Our long-term analysis found two results. First, as found by Liu et al., the equal opportunity agent (EO agent) overlends to the disadvantaged group (group 2, which initially has a lower average credit score) by sometimes applying a lower threshold for the group than would be applied by the max reward agent. This causes the credit scores of group 2 to decrease more than group 1, resulting in a wider credit score gap between the groups than in the simulations with the max reward agent. However, our analysis also found that while group 2 may seem worse off with the EO agent, from looking at the Cumulative loans graph, we see that the disadvantaged group 2 receives significantly more loans from the EO agent. Depending on whether the indicator of welfare is the credit score or total loans received, it could be argued that the EO agent is better or more detrimental to group 2 than the max reward agent.

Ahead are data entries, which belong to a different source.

PR #818, opened 2024-06-13
MODELIX-856 Delete its data when a repository is deleted

mhuster23:
Currently we only remove the repository id from the list of available repositories when deleting a repository.
The data still remains in the cache and the database.
With these changes we also delete the objects of a repository from the cache and the database of the model-server, when removing a repository.

* [ ] Code is readable


model-server-test/build.gradle.kts
```diff
@@ -6,9 +6,12 @@ plugins {
 dependencies {
     testImplementation(kotlin("test"))
     testImplementation(project(":model-server"))
+    testImplementation(project(":model-server").dependencyProject.sourceSets.test.get().runtimeClasspath)
```
languitar, line 9: What does this do? Could benefit from a comment.

model-server-test/src/test/kotlin/RepositoriesManagerWithDatabaseTest.kt
```diff
@@ -0,0 +1,98 @@
...
+        runBlocking {
+            repoManager.removeRepository(existingRepo)
+            repoManager.removeRepository(repoToBeDeleted)
+        }
+        getDbConnection().use { connection ->
+            connection.prepareStatement("DELETE FROM modelix.model WHERE repository IN (?,?)").apply {
+                setString(1, existingRepo.id)
+                setString(2, repoToBeDeleted.id)
+                execute()
+                close()
```
languitar, line 44: Why is this `close` needed. Doesn't the prepared statement also implement AutoCloseable? https://docs.oracle.com/javase/tutorial/jdbc/basics/prepared.html

model-server-test/src/test/kotlin/RepositoriesManagerWithDatabaseTest.kt
```diff
@@ -0,0 +1,98 @@
...
+            }
+        }
+    }
+
+    @Test
+    fun `database does not contain removed data that was not part of the cache`() = runTest {
```
languitar, line 50: What is "that" here?

model-server-test/src/test/kotlin/RepositoriesManagerWithDatabaseTest.kt
```diff
@@ -0,0 +1,98 @@
...
+            repoManager.removeRepository(repoToBeDeleted)
+
+            val statement = connection.prepareStatement("SELECT * FROM modelix.model WHERE repository = ?").apply {
+                setString(1, repoToBeDeleted.id)
+            }
+
+            statement.use {
+                val result = it.executeQuery()
+                assertFalse("Database contained leftover repository data.") { result.isBeforeFirst }
+            }
```
languitar, line 70:
```suggestion
            connection.prepareStatement("SELECT * FROM modelix.model WHERE repository = ?").use {
                setString(1, repoToBeDeleted.id)
                val result = executeQuery()
                assertFalse("Database contained leftover repository data.") { result.isBeforeFirst }
            }
```

Looks a bit weird that the assert block is split up artificially.

model-server-test/src/test/kotlin/RepositoriesManagerWithDatabaseTest.kt
```diff
@@ -0,0 +1,98 @@
...
+import org.junit.jupiter.api.Test
+import org.modelix.model.lazy.RepositoryId
+import org.modelix.model.server.handlers.RepositoriesManagerTest
+import org.modelix.model.server.store.IgniteStoreClient
+import java.sql.DriverManager
+import kotlin.test.AfterTest
+import kotlin.test.assertFalse
+import kotlin.test.assertTrue
+
+class RepositoriesManagerWithDatabaseTest : RepositoriesManagerTest(IgniteStoreClient()) {
```
languitar, line 27: This lacks some corner cases:

* Deleting a repo without any data
* Tests for error handling when a query fails

model-server/src/main/kotlin/org/modelix/model/server/handlers/RepositoriesManager.kt
```diff
@@ -234,12 +236,12 @@ class RepositoriesManager(val client: LocalModelClient) : IRepositoriesManager {
...
                 putVersionHash(repository.getBranchReference(branchName), null)
             }
-            store.getGenericStore().put(branchListKey(repository), null)
+            genericStore.put(branchListKey(repository), null)
             val isolated = checkNotNull(isIsolated(repository)) { "Repository not found: $repository" }
             val existingRepositories = getRepositories(isolated)
             val remainingRepositories = existingRepositories - repository
             store.put(repositoriesListKey(isolated), remainingRepositories.joinToString("\n") { it.id })
-
+            genericStore.removeRepositoryObjects(repository)
```
languitar, line 244: How expensive is it to do all of this inside the transaction?

model-server/src/main/kotlin/org/modelix/model/server/store/IGenericStoreClient.kt
```diff
@@ -17,8 +17,21 @@
 package org.modelix.model.server.store
 
 import org.modelix.model.IGenericKeyListener
+import org.modelix.model.lazy.RepositoryId
 
-typealias IsolatingStore = IGenericStoreClient<ObjectInRepository>
+interface IsolatingStore : IGenericStoreClient<ObjectInRepository> {
```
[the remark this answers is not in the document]
languitar: Could be addressed in the PR now

model-server/src/main/kotlin/org/modelix/model/server/store/IGenericStoreClient.kt
```diff
@@ -17,8 +17,21 @@
...
+    /**
+     * Default implementation for removing repository objects.
+     * May be overridden by more efficient, store-specific implementations.
```
languitar, line 25: Should include valid exceptions to be raised when removing fails.

model-server/src/main/kotlin/org/modelix/model/server/store/IgniteStoreClient.kt
```diff
@@ -103,6 +112,43 @@ class IgniteStoreClient(jdbcConfFile: File? = null, inmemory: Boolean = false) :
...
+
+        val filter = IgniteBiPredicate<ObjectInRepository, String?> { key, _ ->
+            key.getRepositoryId() == repositoryId.id
+        }
+        val transformer = IgniteClosure<Cache.Entry<ObjectInRepository, String?>, ObjectInRepository?> { entry ->
+            entry.key
+        }
+        val query = ScanQuery(filter)
+        val toDelete = cache.query(query, transformer).all.asSequence().filterNotNull()
+            .toSortedSet() // sorting is necessary to avoid deadlocks
```
languitar, line 128: Why can deadlocks occur in case it's not sorted? Some reference to documentation explaining this would be good.

model-server/src/main/kotlin/org/modelix/model/server/store/IgniteStoreClient.kt
```diff
@@ -103,6 +112,43 @@ class IgniteStoreClient(jdbcConfFile: File? = null, inmemory: Boolean = false) :
...
+        LOG.info { "Deleting cache entries asynchronously. count=${toDelete.size}" }
+        cache.removeAllAsync(toDelete).listen { LOG.info { "Cache entries deleted." } }
+    }
+
+    private fun removeRepositoryObjectsFromDatabase(repositoryId: RepositoryId) {
+        require(!inmemory) { "Cannot remove from database in inmemory mode." }
```
languitar, line 134:
```suggestion
        require(!inmemory) { "Cannot remove from database in in-memory mode." }
```

model-server/src/main/kotlin/org/modelix/model/server/store/IgniteStoreClient.kt
```diff
@@ -103,6 +112,43 @@ class IgniteStoreClient(jdbcConfFile: File? = null, inmemory: Boolean = false) :
         return cache.associate { it.key to it.value }
     }
 
+    override fun removeRepositoryObjects(repositoryId: RepositoryId) {
+        if (!inmemory) {
+            removeRepositoryObjectsFromDatabase(repositoryId)
+        }
```
languitar, line 118: It would probably be good to document here why deletion happens twice (when not in in-memory mode) and also why this order of operations is safe (why doesn't ignite try to access the keys that are already deleted now?)

model-server/src/main/kotlin/org/modelix/model/server/store/IgniteStoreClient.kt
```diff
@@ -103,6 +112,43 @@ class IgniteStoreClient(jdbcConfFile: File? = null, inmemory: Boolean = false) :
...
+        require(!inmemory) { "Cannot remove from database in inmemory mode." }
+        LOG.info { "Removing repository objects from database." }
+
+        dataSource.connection.use {
+            val statement = it.prepareStatement("DELETE from model WHERE repository = ?").apply {
+                setString(1, repositoryId.id)
+            }
+            try {
+                val deletedRows = statement.executeUpdate()
+                LOG.info { "Deleted rows from database. count=$deletedRows" }
```
languitar, line 143: The meeting notes for the coding conventions workshop proposed this format: "Transaction failed [transaction=42]"

model-server/src/main/kotlin/org/modelix/model/server/store/IgniteStoreClient.kt
```diff
@@ -103,6 +112,43 @@ class IgniteStoreClient(jdbcConfFile: File? = null, inmemory: Boolean = false) :
...
+            } catch (e: SQLException) {
+                LOG.error { e }
+            } finally {
+                statement.close()
```
languitar, line 147: Should probably be converted to a `use` call instead of explicit `close`.

model-server/src/test/kotlin/org/modelix/model/server/handlers/RepositoriesManagerTest.kt
```diff
@@ -0,0 +1,62 @@
...
+import org.modelix.model.server.store.LocalModelClient
+import kotlin.test.AfterTest
+import kotlin.test.Test
+import kotlin.test.assertEquals
+import kotlin.test.assertTrue
+
+class RepositoriesManagerWithInMemoryStoreClientTest : RepositoriesManagerTest(InMemoryStoreClient())
+class RepositoriesManagerWithIgniteStoreClientTest : RepositoriesManagerTest(IgniteStoreClient(inmemory = true))
+
+abstract class RepositoriesManagerTest(val store: IsolatingStore) {
```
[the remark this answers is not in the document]
languitar: Should we put an explicit suppression explaining why this pattern is chosen (probably to prevent junit from executing the test?)?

The second finding is that equal opportunity constraints — enforcing equalized TPR between groups at each step — does not equalize TPR in aggregate over the simulation. This perhaps counterintuitive result can be thought of as an instance of Simpson’s paradox. As seen in the chart below, equal TPR in each of two years does not imply equal TPR in aggregate. This demonstrates how the equality of opportunity metric is difficult to interpret when the underlying population is evolving, and suggests that more careful analysis is necessary to ensure that the ML system is having the desired effects.
An example of Simpson's paradox. TP are the true positive classifications, FN corresponds to the false negative classifications and TPR is the true positive rate. In years 1 and 2, the lender applies a policy that achieves equal TPR between the two groups. The aggregation over both years does not have equal TPR.
Conclusion and Future Work
While we focused on our findings for the lending problem in this blog post, the ML-fairness-gym can be used to tackle a wide variety of fairness problems. Our paper extends the analysis of two other scenarios that have been previously studied in the academic ML fairness literature. The ML-fairness-gym framework is also flexible enough to simulate and explore problems where “fairness” is under-explored. For example, in a supporting paper, “Fair treatment allocations in social networks,” we explore a stylized version of epidemic control, which we call the precision disease control problem, to better understand notions of fairness across individuals and communities in a social network.

We’re excited about the potential of the ML-fairness-gym to help other researchers and machine learning developers better understand the effects that machine learning algorithms have on our society, and to inform the development of more responsible and fair machine learning systems. Find the code and papers in the ML-fairness-gym Github repository.